Early registration to the courses attracts a 15% discount, but using the promotion code SQLH you will get a 20% discount instead. On the full Immersion course that is a further ~100 euros off the price, which can’t be bad.
The Immersion event is running from the 28th June to 1st July, and registration is here.
The two additional master classes are being run the week after, and these are advertised as being material that is not on the Immersion course, but as mentioned – I’m not entirely sure what that is, and given how much detail is on the immersion course, that is going to have to be some very deep internals stuff.
Time flies when you’re busy, and it has been far too long since I last posted. To business however, and I noticed a problem in query parameterization the other day which does not make much sense at first glance. To demonstrate, I will use the AdventureWorks example database and use a couple of simple queries. As with all parameterization issues, you need to make sure that you know which mode the database is within, so I’ll begin by setting it to Simple Mode
ALTER DATABASE AdventureWorks SET PARAMETERIZATION SIMPLE
And then run two queries, separately so that they are not considered a single batch.
Select * from HumanResources.Employee where loginid like '%a%' Select * from HumanResources.Employee where loginid like '%b%'
Under simple parameterization it should not be too surprising to see that when the query cache is inspected, the queries have not been parameterized, and 2 entries exist within the cache. So what happens when the mode is changed to Forced?
ALTER DATABASE AdventureWorks SET PARAMETERIZATION FORCED
Clear down the query cache and try the two queries again, in the hope of a plan cache hit – and it hasn’t changed. Two query plans still show in the cache and there was no parameterization. Perhaps it is the existence of the 2 wildcard characters? no, altering the wild-cards makes no difference, removing them entirely still results in the query plan generating a separate plan cache entry.
Parameterization is not limited to dates and numbers, it will work on strings without any problem, but clearly the introduction of the like clause prevents the cache hit. This behaviour is on both SQL Server 2005 and 2008 – which is a bit annoying.
So how can we get around this problem?
Well bizarrely by just using a different syntax to mean the same thing. PatIndex works just like the like clause and takes a wildcard, but returns the position. In a like clause we are just interested in a match – whilst the pat index gives us a character position. If the pattern is not found it returns zero, so the simple replacement is to using patindex and look for any values greater than zero.

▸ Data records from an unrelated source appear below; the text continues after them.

Issue #1430, opened 2025-08-23
Improve validation of config values


elopez:
### Describe the desired feature

We should improve validation of some config values and alert the user. For example:

* deployContracts / deployBytecodes lets you deploy contracts on the precompile address space (0x1 ... 0xA) but that is not possible
* contractAddr can possibly also be set to those addresses
* sender / psender might also be set to those addresses (this is potentially fine though)
* function filters lets you have potentially invalid signatures (eg with spaces)

gustavo-grieco:
We also need some validation for the verification and exploration mode. We could have a function that enforces constraints in Env

PR #1585, opened 2026-07-04
Reject precompile deployment addresses

Ap4sh:
Part of #1430

## Summary
- reject `contractAddr` values in the EVM precompile range
- reject `deployContracts` and `deployBytecodes` entries targeting precompile addresses
- add config parser coverage for rejected and allowed deployment addresses

## Tests
- `stack test --test-arguments '-p "Configuration tests"'`
- `stack build --test --no-run-tests --ghc-options='-Werror'`
- `hlint lib/Echidna/Config.hs src/test/Tests/Config.hs`

### DIFF
--- a/lib/Echidna/Config.hs
+++ b/lib/Echidna/Config.hs
@@ -72,6 +72,15 @@ instance FromJSON EConfigWithUsage where
           fail $ show k <> ": value does not fit in 256 bits"
         else
           pure $ fromIntegral value
+      rejectPrecompileAddress field addr
+        | addr `Set.member` precompileAddresses =
+          fail $ field <> ": address " <> show addr <> " is reserved for an EVM precompile"
+        | otherwise = pure addr
+      rejectPrecompileDeployments field =
+        traverse $ \(addr, target) -> do
+          addr' <- rejectPrecompileAddress field addr
+          pure (addr', target)
+      precompileAddresses = Set.fromList [1..10]
 
       txConfParser = TxConf
         <$> v ..:? "propMaxGas" ..!= maxGasPerBlock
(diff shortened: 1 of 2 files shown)


lib/Echidna/Config.hs
```diff
@@ -72,6 +72,15 @@ instance FromJSON EConfigWithUsage where
...
           pure $ fromIntegral value
+      rejectPrecompileAddress field addr
+        | addr `Set.member` precompileAddresses =
+          fail $ field <> ": address " <> show addr <> " is reserved for an EVM precompile"
+        | otherwise = pure addr
+      rejectPrecompileDeployments field =
+        traverse $ \(addr, target) -> do
+          addr' <- rejectPrecompileAddress field addr
+          pure (addr', target)
+      precompileAddresses = Set.fromList [1..10]
```
elopez: There's [a few more precompiles](https://www.evm.codes/precompiled) nowadays; maybe you can use the helper from hevm to keep things in sync? https://github.com/argotorg/hevm/blob/8963e3df0a95936fd34b348afe55e5ac03510236/src/EVM.hs#L3587-L3595

gustavo-grieco:
Beside @elopez comments, I think the rest of the PR looks good, please fix that so we can merge it. Thanks!

Ap4sh:
updated this to use hevm's `isPrecompileAddr'` helper instead of keeping a local list

also added coverage for `0x11` and `0x100`, plus `0x12` / `0x101` as non-precompile boundaries

checked locally with the focused config test and HLint

gustavo-grieco (approved):

PR #1587, opened 2026-07-14
Drain campaign event queue to fix root-cursor memory leak

elopez:
Every consumer reads campaign events from its own dupChan, so the original Chan's read end is never advanced and pins every event ever written, keeping the whole campaign's event history (including full VM snapshots) alive. Drain the original queue from a dedicated thread so the GC can reclaim delivered events, and publish VM-free, strictly forced copies of falsified/optimized tests so queued events can't retain a VM through a lazy thunk.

Select * from HumanResources.Employee where patindex('%a%',loginid) > 0 Select * from HumanResources.Employee where patindex('%b%',loginid) > 0
In simple mode this still produces 2 cache hits, but in forced mode you get a plan cache hit finally!

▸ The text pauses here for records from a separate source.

PR #1595, opened 2026-08-05
fix: handle verification and Foundry campaign modes

gustavo-grieco:
## Summary

- add an explicit `verification` test mode and enforce its stateless symbolic campaign settings
- avoid zero-worker UI division and dispatch symbolic verification by mode
- make Foundry ABI filtering sequence-length-aware so stateless fuzzing only calls parameterized `test*` functions
- add regression coverage for verification configuration and both Foundry filtering paths

These are kept together because both are small, prerequisite campaign-mode correctness fixes. They remain split into two commits for review.

## Testing

- `stack test echidna:test:echidna-testsuite --fast --test-arguments='--pattern "Configuration tests" --hide-successes --color never'` (16 passed)
- `stack test echidna:test:echidna-testsuite --fast --test-arguments='--pattern "Foundry Integration Testing" --hide-successes --color never'` (3 passed)
- `stack test echidna:test:echidna-testsuite --fast --test-arguments='--pattern "Symbolic tests" --hide-successes --color never'` (3 passed)

### DIFF
--- a/lib/Echidna/Config.hs
+++ b/lib/Echidna/Config.hs
@@ -26,9 +26,22 @@ import Echidna.Types.Solidity
 import Echidna.Types.Test (TestConf(..))
 import Echidna.Types.Tx (TxConf(TxConf), maxGasPerBlock, defaultTimeDelay, defaultBlockDelay)
 
+-- | Verification is a stateless symbolic mode: it uses one symbolic worker
+-- and exactly one transaction per sequence.
+adjustForVerificationMode :: EConfig -> EConfig
+adjustForVerificationMode cfg
+  | isVerificationMode cfg.solConf.testMode =
+      cfg { campaignConf = cfg.campaignConf
+              { workers = Just 0
+              , seqLen = 1
+              , symExec = True
+              }
+          }
+  | otherwise = cfg
+
 instance FromJSON EConfig where
   -- retrieve the config from the key usage annotated parse
-  parseJSON x = (.econfig) <$> parseJSON @EConfigWithUsage x
+  parseJSON x = adjustForVerificationMode . (.econfig) <$> parseJSON @EConfigWithUsage x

If solving it was only that simple… by using PatIndex the query where clause has become non-sargable – which makes no difference if you have a wild card either side of your expression but if you only had a trailing wildcard then this would produce a very bad performance hit. The cost of the extra query plan in memory is unlikely to be more than the use of scans to resolve the query, so faced with a few additional query plans in memory using wildcards, you might be best to leave them there.